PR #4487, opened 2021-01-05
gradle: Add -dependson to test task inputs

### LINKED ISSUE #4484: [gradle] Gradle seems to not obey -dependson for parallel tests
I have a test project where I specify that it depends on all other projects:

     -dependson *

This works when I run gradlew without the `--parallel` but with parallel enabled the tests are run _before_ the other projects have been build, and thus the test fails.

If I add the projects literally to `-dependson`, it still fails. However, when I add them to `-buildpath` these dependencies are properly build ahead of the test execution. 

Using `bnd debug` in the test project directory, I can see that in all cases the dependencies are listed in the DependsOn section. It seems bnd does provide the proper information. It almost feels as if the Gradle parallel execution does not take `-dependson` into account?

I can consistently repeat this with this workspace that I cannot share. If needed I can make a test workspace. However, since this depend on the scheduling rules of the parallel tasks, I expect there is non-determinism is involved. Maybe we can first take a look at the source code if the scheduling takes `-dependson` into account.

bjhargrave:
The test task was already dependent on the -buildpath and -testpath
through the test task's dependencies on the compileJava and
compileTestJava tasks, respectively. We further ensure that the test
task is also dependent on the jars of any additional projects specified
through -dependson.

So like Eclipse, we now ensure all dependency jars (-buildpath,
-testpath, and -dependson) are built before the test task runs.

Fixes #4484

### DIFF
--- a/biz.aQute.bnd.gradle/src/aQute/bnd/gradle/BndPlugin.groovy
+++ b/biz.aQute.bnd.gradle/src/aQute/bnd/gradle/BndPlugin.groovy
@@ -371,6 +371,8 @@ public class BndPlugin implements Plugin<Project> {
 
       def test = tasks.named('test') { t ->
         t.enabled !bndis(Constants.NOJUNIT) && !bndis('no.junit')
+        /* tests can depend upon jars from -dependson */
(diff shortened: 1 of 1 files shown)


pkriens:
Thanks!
....................
**Your objective**: Output the line containing "--- a/biz.aQute.bnd.gradle/src/aQute/bnd/gradle/BndPlugin.groovy" and all lines after it to the end of the records, exactly as given.

**Solved problem**:
--- a/biz.aQute.bnd.gradle/src/aQute/bnd/gradle/BndPlugin.groovy
+++ b/biz.aQute.bnd.gradle/src/aQute/bnd/gradle/BndPlugin.groovy
@@ -371,6 +371,8 @@ public class BndPlugin implements Plugin<Project> {
 
       def test = tasks.named('test') { t ->
         t.enabled !bndis(Constants.NOJUNIT) && !bndis('no.junit')
+        /* tests can depend upon jars from -dependson */
(diff shortened: 1 of 1 files shown)


pkriens:
Thanks!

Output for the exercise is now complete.